* [WHAT NEEDS TO BE DONE]:
Everything from the line that contains "Would like to" to the end of the records below, both lines included, should be transcribed exactly and returned alone.

* [RAW DATA]:
PR #3948, opened 2022-03-10
Load currencies from WooCommerce Core

### LINKED ISSUE #2251: Migrate away from deprecated currency format data
In the Payments dashboard, we'll need to start using [locale info from WC core](https://github.com/woocommerce/woocommerce/blob/77127f93af6edd0384810a3e440fbddcbea5a751/i18n/locale-info.php#L220) instead of the **deprecated** (and more limited) info we're currently using from `@woocommerce/currency`, as we realized in review in https://github.com/Automattic/woocommerce-payments/pull/2171#discussion_r652127055.

Looks like `getCurrencyData` [[source](https://github.com/woocommerce/woocommerce-admin/blob/e0ace9a65868a28f9f6765d9538931e4c8f189bb/packages/currency/src/index.js#L206-L330)] is slated to be _removed_ in half a year or less. The function was deprecated in [this PR](https://github.com/woocommerce/woocommerce-admin/pull/5969) – note the "Is this too much data to preload" consideration there, in the context of using it in the client.

See also https://github.com/Automattic/woocommerce-payments/issues/2246

alefesouza:
Fixes #2251 

* Use the currencies registered on WooCommerce Core instead of the deprecated `getCurrencyData` method from `@woocommerce/currency` package. 

#### Testing instructions

The best way I found to test it is to edit the `locale-info.php` on the WooCommerce plugin directly:

* Open `wp-contents/plugins/woocommerce/i18n/locale-info.php`.
* Find the first occurrence of the `USD` currency, to me it's the `AS` country.
* Change the `short_symbol` key to anything else, such as `$$`.

Screen Shot 2022-03-10 at 10 22 19 PM

* Open the WooCommerce Payments Overview page, the symbol you entered should be showing there.

Screen Shot 2022-03-10 at 7 01 56 PM

It's worth noting that the EUR symbol € on the WooCommerce Core file has the `currency_pos` property set to `right_space`, so all EUR currencies on WooCommerce Payments will change from `€ 100,00` to `100,00 €`.

-------------------

**Post merge**


alefesouza:
After some research I noticed that the € symbol comes before the value in English, [but comes after it in most other European languages](https://en.wikipedia.org/wiki/Euro_sign), maybe it's worth to also use the user locale to determine the position?

malithsen:
Nice work here so far @alefesouza 👍 

> It's worth noting that the EUR symbol € on the WooCommerce Core file has the currency_pos property set to right_space,

Only some of the entries in `locale-info.php` have `currency_pos` property set to `right_space`.
I think the reason it formats the symbol differently is that there are multiple entries with `'currency_code'  => 'EUR',` in `locale-info.php`, whereas in `@woocommerce/currency` there's only a single entry. We seem to be looking up the symbols from the `currency_code` key [here](https://github.com/Automattic/woocommerce-payments/blob/develop/client/utils/currency/index.js#L42) using loadash `find`, which will return the first entry with `'currency_code': 'EUR'` in the `currencyData` array. This entry happens to belong to Andorra (`AD`) with the preferred `currency_pos` as `right_space`.

To get around this, I think one option would be to change this [method](https://github.com/Automattic/woocommerce-payments/blob/09428183e768dfe920ff0b84ed72fb9166510ae3/client/utils/currency/index.js#L39) to get the currency from store's country_code, I am not sure whether that's desirable though.

cc @dechov

alefesouza:
Thanks @malithsen!

> To get around this, I think one option would be to change this [method](https://github.com/Automattic/woocommerce-payments/blob/09428183e768dfe920ff0b84ed72fb9166510ae3/client/utils/currency/index.js#L39) to get the currency from store's country_code

I've checked and noticed that is possible to use the store country code, but what if the store is using a currency that is not from its country? For example is possible to set the store country to UK but the currency to Euro, should we get the first EUR occurrence from locale-info.php in this case?

malithsen:
Good point @alefesouza. I am not familiar with the currency related things in WCPay, but looking at the docs [here](https://woocommerce.com/document/payments/currencies/#section-5) it seems like WCPay account currency is different from store currency and it's tied to the WCPay account's country. So I think WCPay account's country is what we want to use. But we'd want to verify this approach. 

Would like to request a review from @dechov as well. Let us know if we should assign it to someone else instead.

daquinons:
> @daquinons Based on adjacent prior work, is there anyone from your team who would be available and positioned well to review?

Thanks for the ping! Let me ask a few folks, we can definitely add a pair more of eyes to review 👍

ismaeldcom (approved):
The current implementation LGTM! Thanks for working on it @alefesouza.

>I've checked and noticed that is possible to use the store country code, but what if the store is using a currency that is not from its country? For example is possible to set the store country to UK but the currency to Euro, should we get the first EUR occurrence from locale-info.php in this case?

As @malithsen pointed out, we use WC Pay account currency rather than the store one. Using store currency can lead to tricky conversions, specially on the deposits and transactions pages. You can see more about currency guidelines here: paJDYF-20W-p2.

The example you provided about different EUR formatting rules per country, is something that was happening before, partially mitigated by [`composeFallbackCurrency`](https://github.com/Automattic/woocommerce-payments/blob/09428183e768dfe920ff0b84ed72fb9166510ae3/client/utils/currency/index.js#L237) JS NumberFormat.

Now that we have access to all countries and currencies using `locale-info.php`, might be a good option to update `getCurrency` to use country currency from `wcpaySettings.connect.country` as `baseCurrency` if it's not set. That way we ensure merchant currency formatting rules are used. But I think that will be better suited in another PR, because will need proper testing of different screens and accounts countries.

alefesouza:
@ismaeldcom thanks! I'll merge and start to work on the PR to use `wcpaySettings.connect.country` as `baseCurrency`.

* [TASK SOLUTION]:
Would like to request a review from @dechov as well. Let us know if we should assign it to someone else instead.

daquinons:
> @daquinons Based on adjacent prior work, is there anyone from your team who would be available and positioned well to review?

Thanks for the ping! Let me ask a few folks, we can definitely add a pair more of eyes to review 👍

ismaeldcom (approved):
The current implementation LGTM! Thanks for working on it @alefesouza.

>I've checked and noticed that is possible to use the store country code, but what if the store is using a currency that is not from its country? For example is possible to set the store country to UK but the currency to Euro, should we get the first EUR occurrence from locale-info.php in this case?

As @malithsen pointed out, we use WC Pay account currency rather than the store one. Using store currency can lead to tricky conversions, specially on the deposits and transactions pages. You can see more about currency guidelines here: paJDYF-20W-p2.

The example you provided about different EUR formatting rules per country, is something that was happening before, partially mitigated by [`composeFallbackCurrency`](https://github.com/Automattic/woocommerce-payments/blob/09428183e768dfe920ff0b84ed72fb9166510ae3/client/utils/currency/index.js#L237) JS NumberFormat.

Now that we have access to all countries and currencies using `locale-info.php`, might be a good option to update `getCurrency` to use country currency from `wcpaySettings.connect.country` as `baseCurrency` if it's not set. That way we ensure merchant currency formatting rules are used. But I think that will be better suited in another PR, because will need proper testing of different screens and accounts countries.

alefesouza:
@ismaeldcom thanks! I'll merge and start to work on the PR to use `wcpaySettings.connect.country` as `baseCurrency`.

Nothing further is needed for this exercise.